Let $X,Y$ be topological spaces. We call a continuous map $u:X\to Y$ universal if for every continous map $f:X\to Y$ there is $x\in X$ such that $f(x) = u(x)$.
If $u:X\to Y$ and $v:Y\to Z$ are universal, is $v\circ u: X\to Z$ universal?
(I am thinking about this question because of an inspiration from Fixed points and universal maps for posets ).
This seems to be answered negatively in "On the composition and products of universal mappings" by W. Holsztyński (Fundamenta Mathematicae 64(2) (1969), 181-188).

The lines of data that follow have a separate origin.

PR #2067, opened 2024-04-10
gate example with bn254 feature

fabrizio-m:


querolita (commented):
Isn't there need to include the cfg also around here? https://github.com/o1-labs/proof-systems/blob/842d0a9584c072507c1f0a774f6d4738f5271399/optimism/src/folding.rs#L154

fabrizio-m:
indeed, as it using `BaseSponge`

querolita (approved):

I've not looked at the proof or really tried to figure out why it works, but if I understand correctly what is claimed, then one counterexample from the paper is as follows:
$M$ is a Möbius band, regarded as the annulus $\left\{z\in\mathbb{C}:\frac{1}{2}\leq\vert z\vert\leq 1\right\}$ with $z$ and $-z$ identified for $\vert z\vert=\frac{1}{2}$.
$Q$ is the closed unit disc $\left\{z\in\mathbb{C}:\vert z\vert\leq 1\right\}$.
Apparently the map $u:M\to Q$ induced by $z\mapsto\left(2-\frac{1}{\vert z\vert}\right)z$, which identifies the inner boundary of the annulus to a point, and the map $v:Q\to Q$ given by $z\mapsto z^2$ are both universal, but $v\circ u$ is not.